Vente liée : la lutte s’intensifie contre les "racketiciels"

On jette trop d'argent par la fenêtre ? 163
« Aujourd'hui 22 juin 2006, il y a 3720 signatures électroniques enregistrées depuis le 12 avril 2006 » voilà qui résume en quelques mots l’engouement pour la pétition contre le Racketiciel. Véritable poil à gratter du commerce informatique, le sujet de la vente liée "ordinateur et système" d’exploitation prend sereinement de l’ampleur depuis son lancement.

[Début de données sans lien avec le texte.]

Issue #4326, opened 2016-09-04
ACE 3 Breaks AI's Ability to Aim (No Matter the Difficulty Settings)


Shadow6066:
**Arma 3 Version:** 1.62 (stable)
**CBA Version:** Steam Workshop
**ACE3 Version:** Steam Workshop

**Mods:**
- @CBA_A3
- @ace

**Description:**
- After some testing, it seems Ace causes the AI to lose their ability to aim at ranges past 50m. I have provided a short video highlighting the bug:
  [https://www.youtube.com/watch?v=RzH4iEs_OdQ](https://www.youtube.com/watch?v=RzH4iEs_OdQ)

Please make the AI tweaks a separate module or at least allow us to adjust the AI somehow. I love ACE but it's making my group's missions way too easy.

**Steps to reproduce:**
- Launch Arma 3 with ACE, place unit of each side down in editor (50m or more apart), play as one of them, watch as the other fails to hit you.

**Where did the issue occur?**
- Always

**Placed Modules:**
- None.

commy2:
It already is a seperate mod. Remove ace_ai.pbo and weapons ai should be like vanilla.

Shadow6066:
Thank you very much, I really wish this was made more clear. Maybe an option in game to disable it under the ACE options menu? :)

esteldunedain:
> Maybe an option in game to disable it under the ACE options menu

Sorry, that's not possible due to how this changes work.

esteldunedain:
@commy2, the video provided by @Shadow6066 does show very poor results from the tweaks in AI. Should we scrap them, or at least adjust them?

Shadow6066:
Thanks for watching it, while it does make for some epic sounding firefights once you get involved it gets awkward. I've had too many missions where I said "I shouldn't be alive right now" which was great at first but after so many times the exhilarating moments turned to eye rolls. I feel like you guys had the right idea though and I'm interested to see where this goes.

brndd:
I also tested this and didn't spot the same issue: https://www.youtube.com/watch?v=4ON7iX4TlYw

jonpas:
@Shadow6066 can you check the Skill slider and other AI options that might influence it? @brndd really does show the opposite of what you are experiencing.

Shadow6066:
Skill slider is at default 50% where it should be, same with vanilla but notice how bad the difference is.

commy2:
[...]

PR #4484, opened 2016-09-29
Removed aiDispersionCoef for vanilla weapons

theYoursTruly:
-  restore default aiDispersionCoef for vanilla weapons.

### DIFF
--- a/addons/ai/CfgWeapons.hpp
+++ b/addons/ai/CfgWeapons.hpp
@@ -2,8 +2,6 @@
 // weapon config changes, by commy2
 
 /* documentation:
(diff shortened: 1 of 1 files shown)


PabstMirror:
Ref #4326
IIRC some of these changes are old (from AGM)

commy2:
TMR actually.

https://github.com/Taosenai/tmr/blob/1bbab0f379248f0c341d7579310ef630b18168ef/tmr_ai/conf_mg_full.h#L1-L2

esteldunedain:
:+1: for this. It will make everything more uniform, as the tweaks didn't apply to Apex weapons, mods, etc.

It would be nice to have a table with before/after coefficient though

argent eurosLa problématique n’est pas récente. L’argument en faveur de la vente liée tourne généralement autour de l’intérêt du consommateur. Au passif, des problèmes aigus sont pourtant soulevés : pourquoi donc acheter un PC avec OS alors que l’on possède légalement déjà un système d’exploitation (PC mis au rebut, distribution libre, etc.) ? La vente liée n’est-elle pas prohibée ? La remarque vaut d’ailleurs pour tous les logiciels ou périphériques. On souligne encore un défaut d’information du consommateur lors de l’achat du lot. Or, comment comparer utilement des éléments aux prix non ventilés ? Ajoutons une concurrence faussée puisque le lien OS/PC occulte le marché des autres systèmes d’exploitation en anesthésiant le consommateur : pourquoi se « fatiguer » à aller voir ailleurs avec un PC livré clef en main ?

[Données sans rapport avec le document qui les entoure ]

PR #4085, opened 2016-07-11
Update showHud setter for Squad Radar

jonpas:
**When merged this pull request will:**
- Replaces #4043 for `master` branch (didn't make it into 1.62)

PR #4485, opened 2016-09-29
Revert "Update showHud setter for Squad Radar"

jonpas:
Reverts acemod/ACE3#4085

Apparently it's still not in 1.64... I bet @PabstMirror told me that and I forgot.


PabstMirror:
It's weird because the `showHud` array did change, but I guess the feature didn't make it in
Ref: https://forums.bistudio.com/topic/191601-spatial-awareness-improvements/page-4#entry3095280

Like I said, we can leave this in, just make the setting non client settable to avoid confusion

jonpas:
I'd prefer if it isn't in at all until it does something, we'll have to do something about it either way.

PR #4487, opened 2016-09-29
Fix cookoff event calling

PabstMirror:
Same issue as #4242


commy2:
Not as simple as this means that the function no longer has global effects when it's called from a remote machine.
Should be fine though as it's only called by handleDamage.

PR #5660, opened 2017-10-24
Fix 5.56 Reload Tracer mags are not tracer

### LINKED ISSUE #5656: 5.56mm Reload. Tracers don't work
Arma 3 Version: 1.76 stable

Tel est ainsi le combat du site, soutenu par le Groupe de travail Detaxe. L’arrivée de l’UFC Que Choisir en avril dernier dans l’arène pourrait être d’une aide sérieuse même si l’association en est toujours au stade de l’enquête : elle invite ainsi les consommateurs à témoigner : « Vous avez déjà acheté, ou tenté de le faire, un ordinateur (PC de bureau ou portable) sans logiciels préinstallés ? Vous avez déjà essayé de vous faire rembourser tout ou partie des logiciels fournis avec votre matériel informatique? Votre expérience (démarches, résultats) nous intéresse. »

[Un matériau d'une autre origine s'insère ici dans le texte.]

PR #5661, opened 2017-10-24
Fix Pylons' Combo Box Cut off When There Are Too Many Magazines to List

### LINKED ISSUE #5649: Pylon interface dropdowns cut off at bottom
**Arma 3 Version:** `stable `
**CBA Version:** `stable `
**ACE3 Version:** `3.11.0-rc2`

**Mods:**
```
- CBA_A3
- ace
- CUP
- 3CB (all except units)
- custom mods that add a few pylon magazines
```

**Description:**
- Dropdown boxes for pylon magazines cuts off magazines at the bottom of the list when there are a lot of options.

654wak654:
- Fix combo boxes cutting off. Goodbye #5649 
- 😢 

Using the old `RscCombo` type but making it look like `ctrlCombo` looks like the ideal way to get a proper combo box that doesn't cut off at an arbitrary control height limit.

### DIFF
--- a/addons/pylons/functions/fnc_showDialog.sqf
+++ b/addons/pylons/functions/fnc_showDialog.sqf
@@ -57,7 +57,7 @@ if (["ace_fastroping"] call EFUNC(common,isModLoaded) && {_hasFRIES > 1}) then {
 
 GVAR(comboBoxes) = [];
 {
-    private _combo = _display ctrlCreate ["ctrlCombo", -1];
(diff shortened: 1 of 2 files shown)


tbeswick96:
Can confirm this works well enough for a quick fix, but with some layout sizes there is still some clipping.

Maybe a full fix in a later version using `pixelGrid` as recommended by @alganthe would be the best option.

jonpas:
Agreed with above. Can you open a new issue for that?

Autres alliés de poids, du moins sur le papier : des ministres. Tenant compte de la familiarisation avec l’informatique, ils ont affirmé lors de plusieurs réponses à des parlementaires que « rien ne saurait exonérer les fournisseurs du respect des dispositions [qui prohibent la vente liée], et notamment de l'obligation de commercialiser séparément, sur un même lieu de vente, des produits proposés sous forme de lot ». Afin de suivre la voie tracée, on estime que la DGCCRF pourrait proposer au ministre de l’Économie de saisir le Conseil de la concurrence. Cette possibilité lui revient lorsqu’elle a quelques soupçons d’ententes ou d’abus de position dominante. Aucune action ne vient cependant traduire dans les faits ces paroles gouvernementales...

D’autres solutions sont encore sur le feu, telle une action en justice qui devrait être conclue sous peu. Plus tardivement, restera l’adoption par la France du système des class action (recours collectifs), ultime issue pour trancher une fois pour toutes ce débat.